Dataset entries

Issue #10427, opened 2026-01-20
util.CallbackManager memory leak of wallet objects


SomberNight:
In many subclasses of [`EventListener`](https://github.com/spesmilo/electrum/blob/ac99463e4f0868738f41c3f8529aed8625ad4a0d/electrum/util.py#L2004), such as `Abstract_Wallet`, `LNWatcher`,
`LNPeerManager`, we call `register_callbacks()` in `__init__`.
`unregister_callbacks()` is usually called in the `stop()` method.

Example - consider the wallet object:
- `Abstract_Wallet.__init__()` calls `register_callbacks()`
- there is a `start_network()` method
- there is a `stop()` method, which calls `unregister_callbacks()`
- typically the wallet API user only calls `stop()` if they also called
  `start_network()`.

This means the callbacks are often left registered, leading to the wallet
objects not getting GC-ed. The GC won't clean them up as
`util.callback_mgr.callbacks` stores strong refs to instance methods
of `Abstract_Wallet`, hence strong refs to the `Abstract_Wallet` objects.

An annoying example is `daemon.check_password_for_directory`, which
potentially creates wallet objects for all wallet files in the datadir.
It simply constructs the wallets, does not call `start_network()` and
neither does it call `stop()`.

PR #10428, opened 2026-01-20
fix util.CallbackManager memory leak

SomberNight:

fixes https://github.com/spesmilo/electrum/issues/10427

-----

note: I think we should split out the CallbackManager from util.py into its own module, but did not want to do that now.

### DIFF
--- a/electrum/util.py
+++ b/electrum/util.py
@@ -1954,7 +1954,7 @@ class CallbackManager(Logger):
 
     def __init__(self):
         Logger.__init__(self)
-        self.callback_lock = threading.Lock()
+        self.callback_lock = threading.RLock()
         self._wcallbacks = defaultdict(set)  # type: Dict[str, Set[weakref.ref[Callable]]]  # note: needs self.callback_lock
 
     @staticmethod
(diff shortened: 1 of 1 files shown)


tests/test_callbackmgr.py
SomberNight, line 1: Hmm. Seems some (random?) unit tests hang probabilistically. Not sure what's going on. :/

SomberNight: fixed in https://github.com/spesmilo/electrum/commit/cc4611f43d726ba61acbc9e8d83989405709b574

electrum/util.py
```diff
@@ -2005,11 +2023,28 @@ def on_done(fut_: concurrent.futures.Future):
 _event_listeners = defaultdict(set)  # type: Dict[str, Set[str]]
```
ecdsa, line 2007: could we set a boolean and raise an exception if it is called more than once?

SomberNight: which function do you mean?

ecdsa: oh sorry this comment was attached to the line "register_callbacks() should be called exactly once ", but apparently it has moved :-)

SomberNight: It is now harmless to call `register_callbacks()` multiple times, due to the change from `list` to `set` in CallbackManager. There is a unittest named `test_multiple_calls_to_register_callbacks` that tries to validate this.

but I think either approach is good, and a strict improvement over the status quo (where calling it multiple times would result in duplicate registrations).

PR #10429, opened 2026-01-21
plugin: make DeviceMgr.run non-blocking, fix lock

f321x:
If something in the `_hwd_comms_executor` thread is waiting for user input, e.g. when setting up a hww in the wizard the user needs to unlock the hww for `HardwareClientBase.get_xpub()` to return, the `_hwd_comms_executor` is blocked. If then `DeviceMgr.run()` gets called by the `Plugins` `DaemonThread` concurrently and tries to check the hww timeout on the `_hwd_comms_executor` as well, the `DaemonThread` is blocked too until the `_hwd_comms_executor` continues (and the `DaemonThread.job_lock` is taken.

Now if something tries to take the `DaemonThread.job_lock` it blocks as well, as it is taken while the jobs are being executed, so if a user e.g. tries to load a new plugin from the plugins dialog the whole gui thread will freeze until the hww gets unlocked.

To fix this I schedule the timeout check to run on the thread instead of awaiting its result, this way the `Plugins` `DaemonThread` doesn't get blocked.

There was a similar issue in https://github.com/Electron-Cash/Electron-Cash/pull/3173, but their approach is different. I think its better if `DeviceMgr.run()` doesn't block the `Plugins` `DaemonThread` as other jobs might also want to run.

### DIFF
--- a/electrum/plugin.py
+++ b/electrum/plugin.py
@@ -36,6 +36,7 @@ from urllib.parse import urlparse
 from typing import (NamedTuple, Any, Union, TYPE_CHECKING, Optional, Tuple,
                     Dict, Iterable, List, Sequence, Callable, TypeVar, Mapping)
 import concurrent
+from concurrent.futures import Future
 import zipimport
 from functools import wraps, partial
 from itertools import chain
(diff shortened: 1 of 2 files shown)


electrum/plugin.py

**WHAT YOU NEED TO DO:**
Restate each entry above word for word.

**PROBLEM SOLUTION:**
Issue #10427, opened 2026-01-20
util.CallbackManager memory leak of wallet objects


SomberNight:
In many subclasses of [`EventListener`](https://github.com/spesmilo/electrum/blob/ac99463e4f0868738f41c3f8529aed8625ad4a0d/electrum/util.py#L2004), such as `Abstract_Wallet`, `LNWatcher`,
`LNPeerManager`, we call `register_callbacks()` in `__init__`.
`unregister_callbacks()` is usually called in the `stop()` method.

Example - consider the wallet object:
- `Abstract_Wallet.__init__()` calls `register_callbacks()`
- there is a `start_network()` method
- there is a `stop()` method, which calls `unregister_callbacks()`
- typically the wallet API user only calls `stop()` if they also called
  `start_network()`.

This means the callbacks are often left registered, leading to the wallet
objects not getting GC-ed. The GC won't clean them up as
`util.callback_mgr.callbacks` stores strong refs to instance methods
of `Abstract_Wallet`, hence strong refs to the `Abstract_Wallet` objects.

An annoying example is `daemon.check_password_for_directory`, which
potentially creates wallet objects for all wallet files in the datadir.
It simply constructs the wallets, does not call `start_network()` and
neither does it call `stop()`.

PR #10428, opened 2026-01-20
fix util.CallbackManager memory leak

SomberNight:

fixes https://github.com/spesmilo/electrum/issues/10427

-----

note: I think we should split out the CallbackManager from util.py into its own module, but did not want to do that now.

### DIFF
--- a/electrum/util.py
+++ b/electrum/util.py
@@ -1954,7 +1954,7 @@ class CallbackManager(Logger):
 
     def __init__(self):
         Logger.__init__(self)
-        self.callback_lock = threading.Lock()
+        self.callback_lock = threading.RLock()
         self._wcallbacks = defaultdict(set)  # type: Dict[str, Set[weakref.ref[Callable]]]  # note: needs self.callback_lock
 
     @staticmethod
(diff shortened: 1 of 1 files shown)


tests/test_callbackmgr.py
SomberNight, line 1: Hmm. Seems some (random?) unit tests hang probabilistically. Not sure what's going on. :/

SomberNight: fixed in https://github.com/spesmilo/electrum/commit/cc4611f43d726ba61acbc9e8d83989405709b574

electrum/util.py
```diff
@@ -2005,11 +2023,28 @@ def on_done(fut_: concurrent.futures.Future):
 _event_listeners = defaultdict(set)  # type: Dict[str, Set[str]]
```
ecdsa, line 2007: could we set a boolean and raise an exception if it is called more than once?

SomberNight: which function do you mean?

ecdsa: oh sorry this comment was attached to the line "register_callbacks() should be called exactly once ", but apparently it has moved :-)

SomberNight: It is now harmless to call `register_callbacks()` multiple times, due to the change from `list` to `set` in CallbackManager. There is a unittest named `test_multiple_calls_to_register_callbacks` that tries to validate this.

but I think either approach is good, and a strict improvement over the status quo (where calling it multiple times would result in duplicate registrations).

PR #10429, opened 2026-01-21
plugin: make DeviceMgr.run non-blocking, fix lock

f321x:
If something in the `_hwd_comms_executor` thread is waiting for user input, e.g. when setting up a hww in the wizard the user needs to unlock the hww for `HardwareClientBase.get_xpub()` to return, the `_hwd_comms_executor` is blocked. If then `DeviceMgr.run()` gets called by the `Plugins` `DaemonThread` concurrently and tries to check the hww timeout on the `_hwd_comms_executor` as well, the `DaemonThread` is blocked too until the `_hwd_comms_executor` continues (and the `DaemonThread.job_lock` is taken.

Now if something tries to take the `DaemonThread.job_lock` it blocks as well, as it is taken while the jobs are being executed, so if a user e.g. tries to load a new plugin from the plugins dialog the whole gui thread will freeze until the hww gets unlocked.

To fix this I schedule the timeout check to run on the thread instead of awaiting its result, this way the `Plugins` `DaemonThread` doesn't get blocked.

There was a similar issue in https://github.com/Electron-Cash/Electron-Cash/pull/3173, but their approach is different. I think its better if `DeviceMgr.run()` doesn't block the `Plugins` `DaemonThread` as other jobs might also want to run.

### DIFF
--- a/electrum/plugin.py
+++ b/electrum/plugin.py
@@ -36,6 +36,7 @@ from urllib.parse import urlparse
 from typing import (NamedTuple, Any, Union, TYPE_CHECKING, Optional, Tuple,
                     Dict, Iterable, List, Sequence, Callable, TypeVar, Mapping)
 import concurrent
+from concurrent.futures import Future
 import zipimport
 from functools import wraps, partial
 from itertools import chain
(diff shortened: 1 of 2 files shown)


electrum/plugin.py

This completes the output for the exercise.